Was on compounded sema for 5 months (Hims, $199/mo), insurance finally kicked in for Wegovy so I switched. Two pens in, here's what I noticed: - **Appetite effect:** about the same, maybe slightly stronger on Wegovy week 1. - **Side effects:** Wegovy gave me more nausea, but compounded gave me worse fatigue. - **Injection:** brand pen is way easier than drawing from a vial. Neither is magic. Both work. The pricing is the only real differentiator if you have insurance access.

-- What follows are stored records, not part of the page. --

PR #641, opened 2022-02-14
Generate entry names and attribute structure from python class hierarchy #570

### LINKED ISSUE #570: Generate and attribute structure from a forte entry class based on the fully qualified name

Xuezhi-Liang:
This PR fixes #570, 

### Description of changes

### Test Conducted


hunterhector:
So it is generally not a good idea to fix two issues in one PR.

tests/forte/advanced_pipeline_test.py
```diff
@@ -280,5 +280,76 @@ def tearDown(self) -> None:
...
+            "definitions"
+        ]
+        definitions_2 = self.pipeline_2.resource.get("onto_specs_dict")[
+            "definitions"
+        ]
+        retDifference = [i for i in definitions_2 if i not in definitions_1]
+        retDifference_expected_union = [
+            i for i in self.expected if i in retDifference
+        ]
+        # self.assertEqual(len(self.expected), len(retDifference_expected_union))
```
qinzzz, line 351: This test does not test anything -- If you want to skip a test, use @unittest.skip;

tests/forte/advanced_pipeline_test.py
```diff
@@ -280,5 +280,76 @@ def tearDown(self) -> None:
...
+            {
+                "entry_name": "ft.onto.wikipedia.WikiAnchor",
+                "parent_entry": "forte.data.ontology.top.Annotation",
+            },
+        ]
+
+        self.pipeline_1: Pipeline = Pipeline()
+        from ft.onto.wikipedia import WikiPage
+
+        self.pipeline_2: Pipeline = Pipeline()
```
qinzzz, line 335: I did not understand the purpose of this test. Why does pipeline_1 and pipeline_2 be different?

qinzzz (commented):
Please reuse your previous PR for the same issue instead of opening a new one.

tests/forte/data/entry_type_generator_test.py
```diff
@@ -1,19 +1,31 @@
...
-        self.assertLessEqual(mock_get_type_attributes.call_count, 1)
-        EntryTypeGenerator.get_type_attributes()
-        self.assertLessEqual(mock_get_type_attributes.call_count, 1)
+        type_attributes = EntryTypeGenerator.get_type_attributes()
+        self.assertLessEqual(len(type_attributes['Annotation']['Token']), 9)
+        self.assertLessEqual(len(type_attributes['Annotation']['Sentence']), 5)
+        # type_attributes = self.entry_type_generator.get_type_attributes()
+        # self.assertLessEqual(mock_get_type_attributes.call_count, 1)
+        # EntryTypeGenerator.get_type_attributes()
+        # self.assertLessEqual(mock_get_type_attributes.call_count, 1)
```
qinzzz, line 28: Do not comment out the old test, just write a new function.

qinzzz: This test fails. Please fix and recommit (reuse this PR)

feipenghe:
I have fixed the documentation issues in this [PR](https://github.com/asyml/forte/commit/0c1dec1311f27eae150287a8aa405632b265e03e#diff-8aa2183d412dbc2206045adf49d10dfc10c416aea9267594ac7525e9c90b9078L196) and it's merged into master branch. You can try checkout this file from master branch to fix this. This issue is due to updated version of myst parser.

Xuezhi-Liang:
All fixed. Please help review it again. Thanks. @qinzzz

tests/forte/data/entry_type_generator_test.py
```diff
@@ -1,10 +1,17 @@
 import unittest
 from unittest.mock import patch
 from forte.data.entry_type_generator import EntryTypeGenerator
+from ft.onto.base_ontology import Token
+from ft.onto.wikipedia import WikiPage
```
hunterhector, line 5: Before a full review from qinxin, I would like to ask a question.

I heard that we have to import a type here to make it appear in the generated list. Can we get around this? For our use case, it is impossible to import them beforehand.

hunterhector: In the comment section of the highest voted answer here: https://stackoverflow.com/questions/3862310/how-to-find-all-the-subclasses-of-a-class-given-its-name, they have mentioned a method.

hunterhector: let us know if you find this impossible though, we will consider alternate approaches.

Xuezhi-Liang: OK， I will try to find it is possible to get around this.

Xuezhi-Liang: > In the comment section of the highest voted answer here: https://stackoverflow.com/questions/3862310/how-to-find-all-the-subclasses-of-a-class-given-its-name, they have mentioned a method.

I also used this method to generate the ontology tree.  But please note if the class definition of a subclass hasn't been executed yet - for example, if the subclass's module hasn't been imported yet - then that subclass doesn't exist yet, and __subclasses__ won't find it.

Xuezhi-Liang: OK. I have attached two screenshots of the test result for easy viewing.  

image
image

Xuezhi-Liang: > 

Also,  we do not need to import all the types, Like the below images, we just import Token, all classes that belong to base_ontology are appear in the generated list. 
image

forte/pipeline.py
```diff
@@ -222,6 +222,64 @@ def __init__(
...
+        if len(entry_subclass.__subclasses__()) > 0:
+            all_attributes[entry_subclass.__name__] = {}
+        parent_entry = entry_subclass.__module__ + "." + entry_subclass.__name__
+        for subclass in entry_subclass.__subclasses__():
+            entry_name = subclass.__module__ + "." + subclass.__name__
+            if (
+                not len(entry_name.split(".")) < 3
+                and not len(parent_entry.split(".")) < 3
+            ):
+                if "__annotations__" in subclass.__dict__.keys():
```
qinzzz, line 267: Use try..except to save time

forte/pipeline.py
```diff
@@ -222,6 +222,64 @@ def __init__(
...
+        all_subclasses = []
+        all_attributes: Dict = {}
+        if len(entry_subclass.__subclasses__()) > 0:
+            all_attributes[entry_subclass.__name__] = {}
+        parent_entry = entry_subclass.__module__ + "." + entry_subclass.__name__
+        for subclass in entry_subclass.__subclasses__():
+            entry_name = subclass.__module__ + "." + subclass.__name__
+            if (
+                not len(entry_name.split(".")) < 3
+                and not len(parent_entry.split(".")) < 3
```
qinzzz, line 265: Why use hard coding 3 here?

forte/pipeline.py
```diff
@@ -222,6 +222,64 @@ def __init__(
         # Indicate whether do type checking during pipeline initialization
         self._do_init_type_check: bool = do_init_type_check
 
+    def find_entry_inherit(self, entry, filter_list: List[str]):
+        r"""Find all sub_classes of Entry Class.
```
qinzzz, line 226: This class can not only find inherit for `Entry`, but also other base classes.

tests/forte/data/entry_type_generator_test.py
hunterhector: So based on xuezhi's investigation (thanks on that!). We will have to import at least something that contains the ontology class.

However, this will make this function not match our expectations.  Since we have no way to ensure we import every possible ontology class before running this function. So we may consider using an alternative approach to solve this problem, which does not require we import all classes upfront.

Thanks to Xuezhi on this, if we decided to use the alternate approach, we can consider this issue solved as not-fixable.

We will still work on the attribute structure given a entry name, but that will be a slightly different issue.

forte/pipeline.py
Xuezhi-Liang: If you have to import all realted types, import them in pipeline.py instead of the test file. You may not want users to import all classes every time they use this function. I tested locally and this should work.------------ At first, for user convenience, I imported them to pipeline.py. Yes, it works locally, but it could not pass the PyLint check in the PR, as shown in the figure below, so I imported them in the test case.
image

tests/forte/data/entry_type_generator_test.py
Xuezhi-Liang: Thanks, @hunterhector， Once the team has the final decision, please let me know, as #583 and #584 meet the same problems.

Xuezhi-Liang:
Closed this PR as the description changed. Will open a new PR.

Hit my one-year mark on Mounjaro this week. 247 → 197. I want to talk about the stuff that doesn't show up in progress photos. - I don't think about food constantly anymore. That alone is worth the cost. - My knees stopped hurting around the 30 lb mark. - My resting heart rate dropped from 82 to 64. - I sleep through the night now. Used to wake up at 3am every night. The scale stuff is real but the quality-of-life stuff is what makes me say I'd never go back.
Picked up my Wegovy refill yesterday. Got home, opened the box, it's a vial labeled "semaglutide compounded" from a place I've never heard of. No phone call, no warning. I called the pharmacy and they said "oh we substitute when there's a shortage." My insurance was billed for the brand. Has anyone else had this happen? Pretty sure this isn't allowed but I want to make sure before I call my insurance.
Three weeks on 2.5mg and I'm dreaming like I'm in a movie every single night. Not nightmares, just hyper-vivid weird stuff — last night I was teaching algebra to a moose. I checked the side effect list and it's not officially listed but I keep seeing scattered reports online. Is this a thing for anyone else? Wondering if it's the medication or just because I'm sleeping deeper now.
Posting this because someone DM'd me asking. Decisions about food were exhausting me even when I wasn't hungry. Now I prep 3 "slots" Sunday and rotate: **Slot A** — chicken thighs, roasted broccoli, jasmine rice (~40g protein) **Slot B** — turkey meatballs, marinara, zucchini noodles (~35g protein) **Slot C** — ground beef taco bowls, black beans, salsa (~35g protein) Snacks are always the same: cottage cheese, hard-boiled eggs, jerky, string cheese. I don't miss variety. The decision fatigue going away is its own win.